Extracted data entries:
● ● ● ● ●

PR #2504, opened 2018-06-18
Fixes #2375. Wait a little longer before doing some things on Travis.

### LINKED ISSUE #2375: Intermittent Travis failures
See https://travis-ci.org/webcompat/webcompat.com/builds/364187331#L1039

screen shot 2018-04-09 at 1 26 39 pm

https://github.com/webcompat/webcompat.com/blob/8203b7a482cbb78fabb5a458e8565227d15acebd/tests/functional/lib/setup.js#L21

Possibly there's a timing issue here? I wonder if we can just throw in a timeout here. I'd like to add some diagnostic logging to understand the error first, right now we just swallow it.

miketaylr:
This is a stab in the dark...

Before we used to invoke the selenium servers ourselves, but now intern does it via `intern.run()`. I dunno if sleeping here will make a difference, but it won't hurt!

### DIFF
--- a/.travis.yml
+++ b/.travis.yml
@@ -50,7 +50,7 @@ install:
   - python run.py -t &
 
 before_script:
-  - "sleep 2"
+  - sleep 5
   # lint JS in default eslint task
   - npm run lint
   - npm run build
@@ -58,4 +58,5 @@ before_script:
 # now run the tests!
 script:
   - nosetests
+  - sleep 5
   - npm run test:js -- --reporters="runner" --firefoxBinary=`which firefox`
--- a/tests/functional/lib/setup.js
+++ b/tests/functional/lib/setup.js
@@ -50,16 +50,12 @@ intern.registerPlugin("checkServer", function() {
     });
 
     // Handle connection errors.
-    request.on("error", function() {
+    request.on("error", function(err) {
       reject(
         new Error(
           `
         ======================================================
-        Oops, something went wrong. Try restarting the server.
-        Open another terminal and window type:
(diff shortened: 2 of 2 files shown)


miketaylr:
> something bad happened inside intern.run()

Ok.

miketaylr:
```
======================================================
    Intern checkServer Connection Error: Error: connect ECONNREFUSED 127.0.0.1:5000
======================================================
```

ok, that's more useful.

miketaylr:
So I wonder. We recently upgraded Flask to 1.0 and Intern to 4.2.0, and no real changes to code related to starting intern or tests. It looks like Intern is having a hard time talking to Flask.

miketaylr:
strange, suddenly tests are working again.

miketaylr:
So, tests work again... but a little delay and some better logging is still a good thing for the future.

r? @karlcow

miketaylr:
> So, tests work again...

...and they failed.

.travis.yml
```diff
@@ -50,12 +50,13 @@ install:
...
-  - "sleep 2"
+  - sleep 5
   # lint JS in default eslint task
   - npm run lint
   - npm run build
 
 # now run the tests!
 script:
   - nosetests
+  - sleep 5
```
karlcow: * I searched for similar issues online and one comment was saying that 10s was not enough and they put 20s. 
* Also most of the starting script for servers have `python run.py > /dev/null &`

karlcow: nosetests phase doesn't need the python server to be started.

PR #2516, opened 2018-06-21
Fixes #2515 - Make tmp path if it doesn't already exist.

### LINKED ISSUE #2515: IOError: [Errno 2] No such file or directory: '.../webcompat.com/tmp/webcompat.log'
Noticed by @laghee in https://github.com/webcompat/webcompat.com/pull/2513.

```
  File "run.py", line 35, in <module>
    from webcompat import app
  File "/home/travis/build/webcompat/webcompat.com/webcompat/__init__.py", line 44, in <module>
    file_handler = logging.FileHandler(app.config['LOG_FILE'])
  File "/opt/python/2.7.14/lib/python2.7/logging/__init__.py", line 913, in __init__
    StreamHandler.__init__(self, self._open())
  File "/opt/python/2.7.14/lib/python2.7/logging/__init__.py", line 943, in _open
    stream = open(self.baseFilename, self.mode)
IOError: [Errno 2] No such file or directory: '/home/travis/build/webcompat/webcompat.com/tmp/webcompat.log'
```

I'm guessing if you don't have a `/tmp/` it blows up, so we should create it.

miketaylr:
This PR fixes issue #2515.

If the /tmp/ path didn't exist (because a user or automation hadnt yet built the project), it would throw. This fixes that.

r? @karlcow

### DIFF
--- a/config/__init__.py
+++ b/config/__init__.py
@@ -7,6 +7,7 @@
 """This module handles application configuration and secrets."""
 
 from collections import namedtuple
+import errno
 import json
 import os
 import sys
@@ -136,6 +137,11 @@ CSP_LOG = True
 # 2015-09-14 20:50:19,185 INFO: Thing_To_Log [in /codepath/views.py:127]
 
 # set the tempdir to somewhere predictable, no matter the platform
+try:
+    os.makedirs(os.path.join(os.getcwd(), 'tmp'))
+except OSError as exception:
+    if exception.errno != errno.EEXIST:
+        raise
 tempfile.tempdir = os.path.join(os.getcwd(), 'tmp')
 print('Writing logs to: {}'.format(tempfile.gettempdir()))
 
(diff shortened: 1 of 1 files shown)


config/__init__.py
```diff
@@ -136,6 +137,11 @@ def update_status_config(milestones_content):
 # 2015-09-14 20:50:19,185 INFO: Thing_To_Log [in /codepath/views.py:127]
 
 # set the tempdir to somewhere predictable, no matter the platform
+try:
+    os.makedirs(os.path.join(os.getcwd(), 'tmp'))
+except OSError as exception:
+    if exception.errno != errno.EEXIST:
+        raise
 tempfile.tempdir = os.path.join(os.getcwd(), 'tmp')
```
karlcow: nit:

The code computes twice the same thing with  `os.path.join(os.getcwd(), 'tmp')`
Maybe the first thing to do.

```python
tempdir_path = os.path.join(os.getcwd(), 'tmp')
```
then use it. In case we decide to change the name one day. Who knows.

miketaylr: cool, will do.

● ● ● ● ●

Directions → Sift through the entries and copy every line with "setup".

Answer area →
https://github.com/webcompat/webcompat.com/blob/8203b7a482cbb78fabb5a458e8565227d15acebd/tests/functional/lib/setup.js#L21
--- a/tests/functional/lib/setup.js
+++ b/tests/functional/lib/setup.js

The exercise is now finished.